The small, foggy Washington town in Puget Sound is beset by evil and its everyday American citizens have been disappearing for months, leaving no trace behind. It's up to a regular cast of characters, some noble, some embittered, some doomed, to do battle against an ancient enemy whose evil knows no bounds...

I don't mean to sound too harsh or snarky; Greely's Cove is an agreeable and at times nicely grotesque horror novel, particularly in its climax. Its faults lie in the usual areas: there are far too many King and Straub touches, and Gideon's prose, while quite serviceable, falters under the weight of horror that he's trying to conjure up. Dialogue is often expositionary and wordy; an amateur's inexperience is all too obvious. I skimmed lots of pages after awhile, but fortunately got more into the story as the end neared, because the climactic battles and revelations were kinda epic. But only kinda.

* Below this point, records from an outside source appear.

Issue #251, opened 2019-07-11
Role ordering is not stable


jgustie:
Using 0.2.0-beta.3 the RBAC generator is modifying files on every pass. I think this is due to the #235 changes: the ultimate ordering of the policy rules slice is now determined by a map iteration.

I'm still transitioning from Java to Go, but I think the fix is to aggregate the `rules` keys into another slice, sort the ruleKey slice and iterate over that when building the list of policy rules.

DirectXMan12:
they should be being sorted @haiyanmeng FYI

PR #253, opened 2019-07-11
Avoid reordering Rules

haiyanmeng:
Currently, the `role.yaml` generated by multiple runs of controller-gen
may have different Rule orders. This commit makes the Rule order in
`role.yaml` stable.

Fix: https://github.com/kubernetes-sigs/controller-tools/issues/251


pkg/rbac/parser.go
```diff
@@ -121,45 +121,64 @@ func (Generator) RegisterMarkers(into *markers.Registry) error {
...
 }
 
-func (g Generator) Generate(ctx *genall.GenerationContext) error {
-	rules := make(map[ruleKey]*Rule)
+// GenerateClusterRole generates a rbacv1.ClusterRole object
+func GenerateClusterRole(ctx *genall.GenerationContext, roleName string) (*rbacv1.ClusterRole, error) {
+	// Using a slice here to preserve the order of Rules
+	var ruleSlice []Rule
+	// ruleKeyToIndexMap maps a ruleKey to its index in ruleSlice
+	ruleKeyToIndexMap := make(map[ruleKey]int)
```
mengqiy: You don't need a map now.

haiyanmeng: I kept the map, because the map is useful to track whether a Rule with a certain key has existed or not.

pkg/rbac/parser_integration_test.go
```diff
@@ -0,0 +1,57 @@
+package rbac_test
+
+import (
+	"io/ioutil"
+	"os"
+
+	"github.com/google/go-cmp/cmp"
+	. "github.com/onsi/ginkgo"
+	. "github.com/onsi/gomega"
+	"sigs.k8s.io/yaml"
```
mengqiy: nit: don't group k8s imports with non-k8s imports.

pkg/rbac/parser_integration_test.go
```diff
@@ -0,0 +1,57 @@
...
+	rbacv1 "k8s.io/api/rbac/v1"
+
+	"sigs.k8s.io/controller-tools/pkg/genall"
+	"sigs.k8s.io/controller-tools/pkg/loader"
+	"sigs.k8s.io/controller-tools/pkg/markers"
+	"sigs.k8s.io/controller-tools/pkg/rbac"
+)
+
+var _ = Describe("ClusterRole generated by the RBAC Generator", func() {
+	It("should match the expected result", func() {
```
mengqiy: We may want to run the tests several times to ensure output is stable and no regression in the future.

haiyanmeng: Added a retry loop for 5 times. Thanks!

pkg/rbac/parser_integration_test.go
haiyanmeng: Fixed

pkg/rbac/parser.go
```diff
@@ -140,26 +154,46 @@ func (g Generator) Generate(ctx *genall.GenerationContext) error {
...
-	var policyRules []rbacv1.PolicyRule
-	for _, rule := range rules {
-		policyRules = append(policyRules, rule.ToRule())
+	if len(rules) == 0 {
+		return nil, nil
+	}
 
+	// sort the Rules in rules according to their ruleKeys
+	keys := make([]ruleKey, 0)
+	for key, _ := range rules {
```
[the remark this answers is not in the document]
haiyanmeng: Fixed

However, I loved the modus operandi of the novel's villain - the Giver of Dreams: he forces the missing people to "live" the vast horrors of humanity's past, unwilling victims trapped in an all-too-real nightmare world. I wish Gideon had expanded on this idea as I found it truly horrific - can you imagine waking up to find you're a serial killer, a Nazi, a Mongol army's whore, a demonic child torturing its mother? And even enjoying it? Ick. I know this sounds terrible but... more please. A more powerful writer could have really taken this concept all the way, rubbed the reader's face in it, got in there deep and true. Oh well. One character really stood out too: a sad-sack boozehound named Mitch Nistler, a mortuary attendant driven to unholy extremes of lust and desire. And you know what that means!

PS. Finally I've figured out the font on the edition at top; it's ITC Benguiat. Designed in 1977, it was used on all kinds of paperbacks throughout the '70s and '80s, and has always been a favorite of mine.